**Work to be completed**
Return every line below exactly as written.

**Material provided**
PR #6639, opened 2022-06-03
Additions of Multiple Hotel Chains

arnowrld:


LaoshuBaby (approved):
There are 2 question I want to ask:

1. TRIBE、Sonder、AVANI、Anantara don't match with a wikidata QID, so they won't be suggested in editor.
2. almost all of hotel you listed are using 001 as locationSet, this means they are global brand in so much countries. (But some of them are newly created, Maybe you can refine those brand. (Even some brand I haven't heard in East Asia)(But this isn't mandatory))

PR #6648, opened 2022-06-04
Add London Boroughs for Libraries

HandyHat:
Adds the London Boroughs of Hounslow, Merton, Wandsworth and Richmond Upon Thames to Library Operators, along with their Wikidata and their ISIL refs.

### DIFF
--- a/data/operators/amenity/library.json
+++ b/data/operators/amenity/library.json
@@ -874,6 +874,62 @@
       }
     },
     {
+      "displayName": "London Borough of Hounslow",
+      "id": "londonboroughofhounslow-d8f64f",
+      "locationSet": {
+        "include": ["gb-lon.geojson"]
+      },
+      "tags": {
+        "amenity": "library",
+        "operator": "London Borough of Hounslow",
+        "operator:wikidata": "Q214162",
+        "ref:isil": "GB-UkHnHL"
+      }
+    },
+    {
+      "displayName": "London Borough of Merton",
+      "id": "londonboroughofmerton-d8f64f",
+      "locationSet": {
+        "include": ["gb-lon.geojson"]
+      },
+      "tags": {
+        "amenity": "library",
+        "operator": "London Borough of Merton",
+        "operator:wikidata": "Q32504",
+        "ref:isil": "GB-UkLoML"
+      }
+    },
+    {
+      "displayName": "London Borough of Richmond Upon Thames",
+      "id": "londonboroughofrichmonduponthames-d8f64f",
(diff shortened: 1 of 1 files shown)


data/operators/amenity/library.json
```diff
@@ -873,6 +873,62 @@
         "operator:wikidata": "Q6458744"
       }
     },
+    {
+      "displayName": "London Borough of Hounslow",
+      "id": "londonboroughofhounslow-d8f64f",
```
codeinabox, line 878: Could you remove the `id` for the entries as this is done when a build is created

codeinabox (changes requested):

data/operators/amenity/library.json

**Answer space**
PR #6639, opened 2022-06-03
Additions of Multiple Hotel Chains

arnowrld:


LaoshuBaby (approved):
There are 2 question I want to ask:

1. TRIBE、Sonder、AVANI、Anantara don't match with a wikidata QID, so they won't be suggested in editor.
2. almost all of hotel you listed are using 001 as locationSet, this means they are global brand in so much countries. (But some of them are newly created, Maybe you can refine those brand. (Even some brand I haven't heard in East Asia)(But this isn't mandatory))

PR #6648, opened 2022-06-04
Add London Boroughs for Libraries

HandyHat:
Adds the London Boroughs of Hounslow, Merton, Wandsworth and Richmond Upon Thames to Library Operators, along with their Wikidata and their ISIL refs.

### DIFF
--- a/data/operators/amenity/library.json
+++ b/data/operators/amenity/library.json
@@ -874,6 +874,62 @@
       }
     },
     {
+      "displayName": "London Borough of Hounslow",
+      "id": "londonboroughofhounslow-d8f64f",
+      "locationSet": {
+        "include": ["gb-lon.geojson"]
+      },
+      "tags": {
+        "amenity": "library",
+        "operator": "London Borough of Hounslow",
+        "operator:wikidata": "Q214162",
+        "ref:isil": "GB-UkHnHL"
+      }
+    },
+    {
+      "displayName": "London Borough of Merton",
+      "id": "londonboroughofmerton-d8f64f",
+      "locationSet": {
+        "include": ["gb-lon.geojson"]
+      },
+      "tags": {
+        "amenity": "library",
+        "operator": "London Borough of Merton",
+        "operator:wikidata": "Q32504",
+        "ref:isil": "GB-UkLoML"
+      }
+    },
+    {
+      "displayName": "London Borough of Richmond Upon Thames",
+      "id": "londonboroughofrichmonduponthames-d8f64f",
(diff shortened: 1 of 1 files shown)


data/operators/amenity/library.json
```diff
@@ -873,6 +873,62 @@
         "operator:wikidata": "Q6458744"
       }
     },
+    {
+      "displayName": "London Borough of Hounslow",
+      "id": "londonboroughofhounslow-d8f64f",
```
codeinabox, line 878: Could you remove the `id` for the entries as this is done when a build is created

codeinabox (changes requested):

data/operators/amenity/library.json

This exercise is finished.